Situasi ini disambut oleh Prof. DR. H. Abdul Mustaqim, S.Ag, M.Ag dalam Pidato Pengukuhan Guru Besar dalam bidang Ulumul Qur’an dengan Judul “Argumentasi Keniscayaan Tafsir Maqashidi sebagai Basis Moderasi Islam” di UIN Sunan Kalijaga Yogyakarta 16 Desember 2019.
Kebaruan Tafsir Maqashidi
Istilah Tafsir Maqashidi merupakan istilah yang relatif baru, —untuk tidak menyebut baru sama sekali—, mengingat sebelumnya sudah ada istilah maqâshid al-syari’ah (the aims of the Islamic law) yang merupakan salah satu tema dalam kajian Ushul Fiqh. Akan tetapi, kemudian dalam diskursus kajian Islam kontemporer dewasa ini, teori Maqashid al-Syariah menjadi satu disiplin ilmu tersendiri (`ilm mustaqill) terpisah dari Ushul Fiqh, bahkan sering dijadikan pisau bedah dalam menganalisis isu-isu aktual-kontemporer.

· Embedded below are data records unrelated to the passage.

PR #734, opened 2016-07-29
Disable email address publishing in Atom by default

petecooper:


petecooper:
Merged before I could even update OP. Blimey.

Typing is hard! Thanks, @Bloke!

PR #735, opened 2016-07-29
Tidying HISTORY.TXT

petecooper:
Formatting and arrangement, plus change relating to Atom feeds in https://github.com/textpattern/textpattern/pull/734

### DIFF
--- a/HISTORY.txt
+++ b/HISTORY.txt
@@ -1,6 +1,6 @@
 Changes in 4.6.0 (Upcoming)
 
-* Textile v3.5. Also support for adding other text filters via plugins (for example, Markdown).
+* Textile v3.5.
 * Improved RTL language support.
 * Improved admin side UI.
 * Requires PHP 5.3.3 or newer. Compatible with PHP 7 and MySQL 5.7 (thanks Ruud van Melick).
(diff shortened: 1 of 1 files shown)


HISTORY.txt
```diff
@@ -9,45 +9,45 @@ Changes in 4.6.0 (Upcoming)
...
+* Changed: <txp:comment_submit /> accepts 'label' attribute.
+* Changed: <txp:comment_web_input /> accepts 'size' attribute.
 * Changed: <txp:link /> accepts 'id' and 'name' attributes.
 * Changed: <txp:meta_author /> accepts 'escape' and 'format' attributes.
 * Changed: <txp:meta_keywords /> accepts 'escape', 'format' and 'separator' attributes.
-* Changed: <txp:password_protect /> tag can now be used as a container tag.
+* Changed: <txp:password_protect /> can be used as a container tag.
 * Changed: <txp:recent_articles /> accepts 'offset' attribute.
 * Changed: <txp:section_list /> accepts 'html_id', 'limit' and 'offset' attributes.
-* Changed: Deprecated <txp:keywords /> tag. Use <txp:meta_keywords format="" /> instead.
```
Bloke: This line was a shallow attempt at documentation, because the direct analog of the old `<txp:keywords />` tag is `<txp:meta_keywords format="" />`. Without the attribute, you get different output.

Your edit is neater, because such usage should arguably be in the docs. But we have (perhaps wrongly) put documentation in the HISTORY file before: see the Changes in 4.0.6 section where this kind of thing was written:

    Deprecated tag: <txp:s /> replaced by <txp:page_url type="s" />.

I don' t know if anyone reads this HISTORY prior to upgrade, but on the offchance they do, such hints may be worth keeping as a quick reference so upgraders know they may have to make changes to their site tags.

Don't really mind either way. If docs should be confined to the docs, I'm cool with that.

petecooper: Agreed. Reverted.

Dalam hal ini, Mustaqim mencoba mengembangkan teori maqashid dalam diskursus kajian tafsir, sehingga ia menggunakan istilah Tafsir Maqashidi (h. 6-7). Dalam pidatonya, Mustaqim mencoba menelisik akar-akar pemikiran Tafsir Maqâshidi secara historis-kronologis sebagai argumentasi dan basis epistemik untuk meneguhkan dan mengembangkan moderasi Islam. Pertanyaannya, bagaimana akar-akar historis dan kontsruksi logis Tafsir Maqashidi, baik secara ontologis maupun epistemologis?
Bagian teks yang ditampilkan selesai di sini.